Background:The purpose of this study was to investigate effect of cerebral oxygen saturation (SCTO2) on postoperative nausea and vomiting (PONV) in female patients who underwent laparoscopic surgery.Methods:This study included 90 female patients who underwent laparoscopic surgery (60 cases of gynecological operations and 30 cases of gallbladder operations). All patients were allocated into 3 groups of 30 patients each: group A (gynecological laparoscopic surgery), group B (gynecological laparoscopic surgery with mannitol treatment) and group C (laparoscopic cholecystectomy surgery).

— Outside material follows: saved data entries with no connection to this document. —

PR #8512, opened 2022-08-12
Support BYOB reader for SerialPort's ReadableStreams

beaufortfrancois:
Following https://bugs.chromium.org/p/chromium/issues/detail?id=1182905#c11, this PR documents BYOB readers in the web.dev/serial article.

@reillyeon Please have a look

### DIFF
--- a/src/site/content/en/blog/serial/index.md
+++ b/src/site/content/en/blog/serial/index.md
@@ -258,8 +258,7 @@ To specify the buffer into which data is read instead of the stream allocating a
 ```js
 try {
   const reader = port.readable.getReader({ mode: "byob" });
-  let buffer = new ArrayBuffer(512);
-  // Call reader.read() to read data into the buffer...
+  // Call reader.read() to read data into a buffer...
 } catch (error) {
   if (error instanceof TypeError) {
     // BYOB readers are not supported.
@@ -272,46 +271,16 @@ Here's an example of how to reuse the buffer out of `value.buffer`:
 
 ```js
 const bufferSize = 8 * 1024; // 8kB
-let reader;
-while (port.readable) {
-  try {
-    try {
-      reader = port.readable.getReader({ mode: "byob" });
-    } catch {
-      reader = port.readable.getReader();
-    }
+let buffer = new ArrayBuffer(bufferSize);
 
-    let buffer = null;
-    while (true) {
-      const { value, done } = await (async () => {
-        if (reader instanceof ReadableStreamBYOBReader) {
-          if (!buffer) {
-            buffer = new ArrayBuffer(bufferSize);
-          }
-          const { value, done } = await reader.read(
-            new Uint8Array(buffer, 0, bufferSize)
-          );
-          buffer = value?.buffer;
-          return { value, done };
-        } else {
-          return await reader.read();
-        }
-      })();
-      if (done) {
-        // reader.cancel() has been called.
-        break;
-      }
-      // Handle value.
-    }
-  } catch (e) {
-    // Handle error...
-  } finally {
-    if (reader) {
-      // Allow the serial port to be closed later.
-      reader.releaseLock();
-      reader = undefined;
-    }
+const reader = port.readable.getReader({ mode: "byob" });
+while (true) {
+  const { value, done } = await reader.read(new Uint8Array(buffer));
+  if (done) {
+    break;
   }
+  buffer = value.buffer;
+  // Handle `value`.
 }
 ```
 
@@ -332,6 +301,9 @@ async function readInto(reader, buffer) {
   }
   return buffer;
 }
+
+// Set `bufferSize` on open() to at least the size of the buffer.
+await port.open({ baudRate: 9600, bufferSize: 1024 });
 
 const reader = port.readable.getReader({ mode: "byob" });
 let buffer = new ArrayBuffer(512);
--- a/src/site/content/en/blog/serial/index.md
+++ b/src/site/content/en/blog/serial/index.md
@@ -4,7 +4,7 @@ subhead: The Web Serial API allows websites to communicate with serial devices.
 authors:
   - beaufortfrancois
 date: 2020-08-12
-updated: 2022-08-12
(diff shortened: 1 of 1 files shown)


src/site/content/en/blog/serial/index.md
```diff
@@ -253,6 +253,21 @@ while (true) {
 }
 ```
 
+To specify the buffer into which data is read instead of the stream allocating a buffer for each chunk, get a [ReadableStreamBYOBReader] by calling `port.readable.getReader({ mode: "byob" })` and read data into a new `ArrayBuffer`. Note that the Web Serial API supports "Bring Your Own Buffer" readers in Chrome 106 or later.
+
+```js
+try {
+  const reader = port.readable.getReader({ mode: "byob" });
+  let buffer = new ArrayBuffer(512);
+  // Call reader.read() to read data into the buffer...
```
reillyeon, line 262: Can you include some examples of how to call `read()` with a BYOB reader? When writing the tests I encountered a few gotchas:

1. You have to pass an `ArrayBufferView` (like `Uint8Array`) rather than a raw ArrayBuffer.
2. The buffer is transferred so if you want to reuse it (which is half the point) you need to extract it out of `value.buffer`.

See the `readInto()` function from https://github.com/web-platform-tests/wpt/blob/master/serial/serialPort_readable_byob.https.any.js#L5 for an example of how to use a BYOB reader to read a specific amount of data from the port.

See https://github.com/GoogleChromeLabs/serial-terminal/blob/main/src/index.ts#L271 for how I implemented fallback and reuse of the buffer.

beaufortfrancois: Thanks for sharing those examples. I've added some.

src/site/content/en/blog/serial/index.md
```diff
@@ -253,6 +253,94 @@ while (true) {
...
+  if (error instanceof TypeError) {
+    // BYOB readers are not supported.
+    // Fallback to port.readable.getReader()...
+  }
+}
+```
+
+Here's an example of how to reuse the buffer out of `value.buffer`:
+
+```js
```
reillyeon, line 273: This example ends up being kinda complicated because it's combining a bunch of things together. It handles transient errors with the `while (port.readable)` and also has a fallback if BYOB buffers aren't supported. Do you think we should pull it all together into a single example or keep it short and just demonstrate one concept. Like,

```js
const bufferSize = 8 * 1024; // 8kB
let buffer = new ArrayBuffer(bufferSize);

const reader = port.readable.getReader({ mode: 'byob' });
while (true) {
  const { value, done } = await reader.read(new Uint8Array(buffer));
  if (done) {
    break;
  }
  buffer = value.buffer;
  // Handle `value`.
}
reader.releaseLock();
```

src/site/content/en/blog/serial/index.md
```diff
@@ -253,6 +253,94 @@ while (true) {
...
+const bufferSize = 8 * 1024; // 8kB
```
reillyeon, line 274: Another potential footgun, if the developer is providing a large buffer to `read()` they should make sure to set `bufferSize` on `open()` to at least as much.

beaufortfrancois: I've updated one example to include that hint.

src/site/content/en/blog/serial/index.md
beaufortfrancois: I've kept it short. WDYT?

src/site/content/en/blog/serial/index.md
reillyeon: Can you put that in this example? It's not important for the "read exactly this much" example because in that case we retry until the whole buffer is filled. In the case where we are explicitly trying to reuse the buffer from offset 0 however there's no point specifying a large buffer if the buffer size specified on open is smaller.

beaufortfrancois: Done. Sorry for that.

reillyeon (approved):

src/site/content/en/blog/serial/index.md
```diff
@@ -253,6 +253,66 @@ while (true) {
 }
 ```
 
+To specify the buffer into which data is read instead of the stream allocating a buffer for each chunk, get a [ReadableStreamBYOBReader] by calling `port.readable.getReader({ mode: "byob" })` and read data into a new `ArrayBuffer`. Note that the Web Serial API supports "Bring Your Own Buffer" readers in Chrome 106 or later.
```
jpmedley, line 256:
```suggestion
To specify the buffer into which data is read don't allocate a buffer for each chunk. Instead, get a [ReadableStreamBYOBReader] by calling `port.readable.getReader({ mode: "byob" })` and read data into a new `ArrayBuffer`. Note that the Web Serial API supports "Bring Your Own Buffer" readers in Chrome 106 or later.
```

jpmedley:
Sorry for the delay. I'm a bit behind with my email.

src/site/content/en/blog/serial/index.md
reillyeon: It is the stream allocating the buffer, not the developer. We're telling them that with a BYOB reader they can take over allocating buffers and reuse them as well. The message needs to be that it puts them in control.

jpmedley: Reworded to clarify.

reillyeon: How about,

```suggestion
You can take control of how memory is allocated when you read from the stream using a "Bring Your Own Buffer" reader. Call `port.readable.getReader({ mode: "byob" })` to get the [ReadableStreamBYOBReader] interface and provide your own `ArrayBuffer` when calling `read(). Note that the Web Serial API supports this feature in Chrome 106 or later.
```

jpmedley: Sounds good.

beaufortfrancois:
@jpmedley I've commited @reillyeon's suggestion. Please review.

jpmedley (approved):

Perioperative SCTO2, mean blood flow velocity of vertebral artery (VM), vascular resistance index of vertebral artery (RI), and PONV (within 48 hours after surgery) were investigated.Results:No differences in age, body weight, operation time, and hemoglobin levels were observed among the patients (P > .05). The SCTO2 values for groups B and C were lower than those for group A in both brain hemispheres at T4 and T5 (P < .05). The VM was higher in group B than in groups A and C at T3 (P < .05), but differences in VM were not observed between groups B and C at T4 or T5. However, the VM of group A was still lower than the other groups (P < .05), and no difference in VM was observed among the 3 groups at T6 (P > .05). The RI was higher in group C than in groups A and B at T4 (P < .05). The incidence of PONV within 48 hours after surgery was significantly higher in group A than in the other 2 groups (P < .05).Conclusion:Strategies that maintain normal SCTO2 may reduce the incidence of PONV in female patients who underwent laparoscopy surgery by reducing perioperative intracranial pressure.